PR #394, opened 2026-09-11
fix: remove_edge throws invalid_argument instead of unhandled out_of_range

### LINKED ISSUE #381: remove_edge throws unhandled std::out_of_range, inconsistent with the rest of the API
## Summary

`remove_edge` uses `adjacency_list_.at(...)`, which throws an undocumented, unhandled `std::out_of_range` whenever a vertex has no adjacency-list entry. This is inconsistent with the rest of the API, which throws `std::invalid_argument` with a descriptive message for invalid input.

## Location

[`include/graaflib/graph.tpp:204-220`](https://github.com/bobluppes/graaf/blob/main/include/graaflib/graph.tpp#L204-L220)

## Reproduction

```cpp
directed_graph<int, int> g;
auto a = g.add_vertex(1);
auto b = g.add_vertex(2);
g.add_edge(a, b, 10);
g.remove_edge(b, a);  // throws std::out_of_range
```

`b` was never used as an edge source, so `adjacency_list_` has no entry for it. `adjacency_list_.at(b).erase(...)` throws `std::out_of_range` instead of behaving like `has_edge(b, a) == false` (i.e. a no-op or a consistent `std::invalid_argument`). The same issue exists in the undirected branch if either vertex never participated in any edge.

------------------------------------------------------------

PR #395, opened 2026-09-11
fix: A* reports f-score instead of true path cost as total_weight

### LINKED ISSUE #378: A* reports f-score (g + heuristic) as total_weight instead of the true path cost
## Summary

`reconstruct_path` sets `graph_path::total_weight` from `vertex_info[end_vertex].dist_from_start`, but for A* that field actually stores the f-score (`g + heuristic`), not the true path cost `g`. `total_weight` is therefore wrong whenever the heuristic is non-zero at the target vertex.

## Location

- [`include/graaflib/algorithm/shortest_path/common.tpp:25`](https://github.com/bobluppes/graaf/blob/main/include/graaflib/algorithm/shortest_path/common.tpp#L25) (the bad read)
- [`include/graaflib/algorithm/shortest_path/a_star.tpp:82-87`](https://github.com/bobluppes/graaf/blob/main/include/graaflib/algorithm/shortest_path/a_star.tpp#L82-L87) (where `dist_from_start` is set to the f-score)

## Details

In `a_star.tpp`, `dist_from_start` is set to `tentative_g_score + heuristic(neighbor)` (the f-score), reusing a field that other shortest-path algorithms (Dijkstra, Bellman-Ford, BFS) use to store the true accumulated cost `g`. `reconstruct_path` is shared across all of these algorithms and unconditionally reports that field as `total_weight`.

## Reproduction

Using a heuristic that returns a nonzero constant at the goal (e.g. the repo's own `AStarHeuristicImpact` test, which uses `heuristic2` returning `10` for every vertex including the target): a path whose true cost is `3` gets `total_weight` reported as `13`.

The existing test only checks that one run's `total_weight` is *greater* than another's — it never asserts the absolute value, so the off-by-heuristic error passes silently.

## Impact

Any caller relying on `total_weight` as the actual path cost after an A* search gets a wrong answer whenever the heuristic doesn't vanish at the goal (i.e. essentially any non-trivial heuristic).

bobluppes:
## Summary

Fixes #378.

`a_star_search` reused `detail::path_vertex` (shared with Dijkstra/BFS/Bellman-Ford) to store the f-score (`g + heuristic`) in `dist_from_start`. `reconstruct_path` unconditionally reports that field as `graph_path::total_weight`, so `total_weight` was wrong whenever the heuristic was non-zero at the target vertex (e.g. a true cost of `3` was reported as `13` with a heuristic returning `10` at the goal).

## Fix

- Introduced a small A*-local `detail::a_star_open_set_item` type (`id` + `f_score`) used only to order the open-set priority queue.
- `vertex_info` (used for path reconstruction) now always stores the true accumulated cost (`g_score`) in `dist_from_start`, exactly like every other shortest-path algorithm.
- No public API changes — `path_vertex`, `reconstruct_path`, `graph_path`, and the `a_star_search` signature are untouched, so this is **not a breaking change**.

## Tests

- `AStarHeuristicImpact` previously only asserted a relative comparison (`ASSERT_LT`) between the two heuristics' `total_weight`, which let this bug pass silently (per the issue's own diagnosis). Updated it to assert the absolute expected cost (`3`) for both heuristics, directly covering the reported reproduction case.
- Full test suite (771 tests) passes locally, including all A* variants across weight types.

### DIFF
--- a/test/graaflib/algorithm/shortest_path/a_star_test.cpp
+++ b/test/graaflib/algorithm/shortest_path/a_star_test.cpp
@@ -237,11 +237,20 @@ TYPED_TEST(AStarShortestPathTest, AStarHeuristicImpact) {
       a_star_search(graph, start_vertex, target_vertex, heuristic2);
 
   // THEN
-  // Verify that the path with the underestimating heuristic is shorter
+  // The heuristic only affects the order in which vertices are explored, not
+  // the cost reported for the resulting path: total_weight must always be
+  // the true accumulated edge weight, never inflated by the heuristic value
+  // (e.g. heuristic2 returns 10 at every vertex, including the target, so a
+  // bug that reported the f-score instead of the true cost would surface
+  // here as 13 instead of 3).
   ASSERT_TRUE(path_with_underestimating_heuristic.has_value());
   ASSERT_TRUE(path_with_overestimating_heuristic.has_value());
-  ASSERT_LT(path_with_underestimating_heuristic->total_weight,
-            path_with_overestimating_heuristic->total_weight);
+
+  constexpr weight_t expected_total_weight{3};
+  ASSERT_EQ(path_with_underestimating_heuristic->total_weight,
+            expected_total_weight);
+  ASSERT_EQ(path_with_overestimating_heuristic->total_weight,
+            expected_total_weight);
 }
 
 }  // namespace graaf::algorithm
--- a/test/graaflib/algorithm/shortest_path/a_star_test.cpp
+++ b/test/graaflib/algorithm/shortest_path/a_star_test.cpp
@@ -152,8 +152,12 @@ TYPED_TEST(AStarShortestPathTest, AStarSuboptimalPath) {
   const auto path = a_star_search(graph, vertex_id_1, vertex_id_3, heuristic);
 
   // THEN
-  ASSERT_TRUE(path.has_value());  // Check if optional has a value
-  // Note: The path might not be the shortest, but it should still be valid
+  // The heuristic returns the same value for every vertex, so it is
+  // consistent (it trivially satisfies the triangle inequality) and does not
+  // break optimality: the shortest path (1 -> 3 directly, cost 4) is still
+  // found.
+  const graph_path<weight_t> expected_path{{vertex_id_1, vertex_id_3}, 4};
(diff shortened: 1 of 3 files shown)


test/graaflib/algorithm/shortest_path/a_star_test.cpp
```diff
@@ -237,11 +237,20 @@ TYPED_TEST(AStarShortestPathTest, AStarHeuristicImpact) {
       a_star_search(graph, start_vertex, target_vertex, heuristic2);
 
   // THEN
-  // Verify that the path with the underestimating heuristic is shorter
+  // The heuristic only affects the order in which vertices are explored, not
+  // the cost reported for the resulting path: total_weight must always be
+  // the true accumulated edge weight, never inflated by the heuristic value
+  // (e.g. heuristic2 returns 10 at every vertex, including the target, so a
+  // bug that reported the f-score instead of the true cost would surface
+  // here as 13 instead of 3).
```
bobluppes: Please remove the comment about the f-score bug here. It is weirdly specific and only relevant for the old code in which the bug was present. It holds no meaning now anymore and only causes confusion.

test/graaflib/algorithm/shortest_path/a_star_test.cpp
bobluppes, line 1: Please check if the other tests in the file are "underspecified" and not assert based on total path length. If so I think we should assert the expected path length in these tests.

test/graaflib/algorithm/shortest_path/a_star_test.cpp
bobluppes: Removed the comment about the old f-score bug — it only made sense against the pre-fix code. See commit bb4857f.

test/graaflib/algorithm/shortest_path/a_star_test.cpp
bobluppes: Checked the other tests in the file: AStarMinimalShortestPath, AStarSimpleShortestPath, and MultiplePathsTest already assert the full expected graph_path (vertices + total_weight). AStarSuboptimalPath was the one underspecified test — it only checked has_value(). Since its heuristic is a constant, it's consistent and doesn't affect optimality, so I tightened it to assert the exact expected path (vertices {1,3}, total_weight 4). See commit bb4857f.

------------------------------------------------------------

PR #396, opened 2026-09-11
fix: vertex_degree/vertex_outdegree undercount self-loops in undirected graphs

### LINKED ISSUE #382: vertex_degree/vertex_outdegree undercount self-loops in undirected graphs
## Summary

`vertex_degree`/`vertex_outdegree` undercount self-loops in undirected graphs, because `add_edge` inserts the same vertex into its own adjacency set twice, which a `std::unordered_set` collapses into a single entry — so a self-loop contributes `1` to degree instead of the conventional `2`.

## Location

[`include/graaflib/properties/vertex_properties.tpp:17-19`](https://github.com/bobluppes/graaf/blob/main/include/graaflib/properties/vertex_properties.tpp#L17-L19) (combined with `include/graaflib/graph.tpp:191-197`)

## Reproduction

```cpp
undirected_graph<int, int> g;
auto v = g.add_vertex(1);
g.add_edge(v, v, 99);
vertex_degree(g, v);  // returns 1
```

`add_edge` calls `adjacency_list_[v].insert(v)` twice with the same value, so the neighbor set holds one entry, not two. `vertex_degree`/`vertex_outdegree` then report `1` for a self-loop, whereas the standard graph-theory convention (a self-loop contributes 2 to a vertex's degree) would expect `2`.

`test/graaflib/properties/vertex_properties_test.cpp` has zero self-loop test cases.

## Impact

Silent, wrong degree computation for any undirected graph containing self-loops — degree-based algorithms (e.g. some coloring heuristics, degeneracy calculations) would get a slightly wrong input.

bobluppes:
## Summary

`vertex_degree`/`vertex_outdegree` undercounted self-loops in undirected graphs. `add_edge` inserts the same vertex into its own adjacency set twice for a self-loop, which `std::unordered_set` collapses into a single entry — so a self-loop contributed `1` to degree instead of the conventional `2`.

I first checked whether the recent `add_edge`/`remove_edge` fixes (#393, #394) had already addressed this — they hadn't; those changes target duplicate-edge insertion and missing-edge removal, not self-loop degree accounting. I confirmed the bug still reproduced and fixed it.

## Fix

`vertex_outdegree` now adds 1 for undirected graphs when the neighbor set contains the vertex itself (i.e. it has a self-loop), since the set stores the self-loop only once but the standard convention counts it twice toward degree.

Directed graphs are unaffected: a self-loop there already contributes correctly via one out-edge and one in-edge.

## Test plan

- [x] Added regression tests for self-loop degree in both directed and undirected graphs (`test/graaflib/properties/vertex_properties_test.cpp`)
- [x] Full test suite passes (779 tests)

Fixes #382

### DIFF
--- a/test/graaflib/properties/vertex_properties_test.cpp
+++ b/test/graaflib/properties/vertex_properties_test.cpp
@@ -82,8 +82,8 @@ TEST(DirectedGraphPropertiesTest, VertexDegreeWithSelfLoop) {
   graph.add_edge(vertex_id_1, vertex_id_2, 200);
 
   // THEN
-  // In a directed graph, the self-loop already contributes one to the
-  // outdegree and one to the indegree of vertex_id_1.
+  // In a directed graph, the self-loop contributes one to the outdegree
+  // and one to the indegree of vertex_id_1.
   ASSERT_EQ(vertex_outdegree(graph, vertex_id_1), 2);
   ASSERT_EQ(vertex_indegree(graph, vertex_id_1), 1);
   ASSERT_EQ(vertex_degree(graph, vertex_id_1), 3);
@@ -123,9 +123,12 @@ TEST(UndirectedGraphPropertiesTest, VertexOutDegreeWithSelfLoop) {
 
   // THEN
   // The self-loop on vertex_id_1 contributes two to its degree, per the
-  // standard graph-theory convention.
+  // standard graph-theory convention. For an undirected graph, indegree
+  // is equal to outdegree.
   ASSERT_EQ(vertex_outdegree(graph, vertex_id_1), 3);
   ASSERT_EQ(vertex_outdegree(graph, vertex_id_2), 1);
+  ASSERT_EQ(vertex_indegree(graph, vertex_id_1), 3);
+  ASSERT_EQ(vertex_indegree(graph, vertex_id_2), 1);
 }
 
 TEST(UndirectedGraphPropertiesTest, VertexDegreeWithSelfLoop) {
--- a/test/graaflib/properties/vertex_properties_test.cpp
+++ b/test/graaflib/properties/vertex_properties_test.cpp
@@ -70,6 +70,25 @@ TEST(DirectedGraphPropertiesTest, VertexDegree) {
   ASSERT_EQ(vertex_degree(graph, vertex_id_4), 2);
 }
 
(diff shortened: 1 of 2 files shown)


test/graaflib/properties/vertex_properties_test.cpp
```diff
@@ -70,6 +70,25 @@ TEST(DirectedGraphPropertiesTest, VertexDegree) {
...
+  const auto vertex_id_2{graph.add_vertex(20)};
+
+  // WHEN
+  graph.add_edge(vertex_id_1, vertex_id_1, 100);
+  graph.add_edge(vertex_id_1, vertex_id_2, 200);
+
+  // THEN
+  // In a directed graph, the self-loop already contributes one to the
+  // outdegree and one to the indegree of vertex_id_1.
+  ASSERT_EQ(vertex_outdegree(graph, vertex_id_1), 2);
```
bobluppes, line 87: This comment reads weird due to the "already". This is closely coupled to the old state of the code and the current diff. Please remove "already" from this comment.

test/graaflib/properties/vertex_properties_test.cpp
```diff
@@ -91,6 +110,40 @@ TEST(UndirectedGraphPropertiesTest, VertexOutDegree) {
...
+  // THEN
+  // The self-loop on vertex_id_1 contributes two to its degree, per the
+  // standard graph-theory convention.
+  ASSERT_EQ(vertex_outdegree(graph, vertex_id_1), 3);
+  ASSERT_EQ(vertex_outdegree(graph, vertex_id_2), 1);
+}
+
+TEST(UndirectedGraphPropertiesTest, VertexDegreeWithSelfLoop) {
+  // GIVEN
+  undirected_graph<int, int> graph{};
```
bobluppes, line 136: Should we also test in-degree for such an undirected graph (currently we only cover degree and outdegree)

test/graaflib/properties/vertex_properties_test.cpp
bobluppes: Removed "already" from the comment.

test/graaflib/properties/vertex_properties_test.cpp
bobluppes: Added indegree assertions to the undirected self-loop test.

------------------------------------------------------------

**Problem details:** Report each line in the entries where the string "doesn" occurs.

**Solution:**
Any caller relying on `total_weight` as the actual path cost after an A* search gets a wrong answer whenever the heuristic doesn't vanish at the goal (i.e. essentially any non-trivial heuristic).
bobluppes: Checked the other tests in the file: AStarMinimalShortestPath, AStarSimpleShortestPath, and MultiplePathsTest already assert the full expected graph_path (vertices + total_weight). AStarSuboptimalPath was the one underspecified test — it only checked has_value(). Since its heuristic is a constant, it's consistent and doesn't affect optimality, so I tightened it to assert the exact expected path (vertices {1,3}, total_weight 4). See commit bb4857f.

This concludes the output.